EXERCISE BRIEF:
Repeat every line that appears below, with nothing altered.

GIVEN INFORMATION:
▽

PR #1968, opened 2021-08-10
Restoring instrumentation to io.grpc.internal.ManagedChannelImpl

eyalkoren:
## What does this PR do?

△

RESULT OF THE EXERCISE:
PR #1968, opened 2021-08-10
Restoring instrumentation to io.grpc.internal.ManagedChannelImpl

eyalkoren:
## What does this PR do?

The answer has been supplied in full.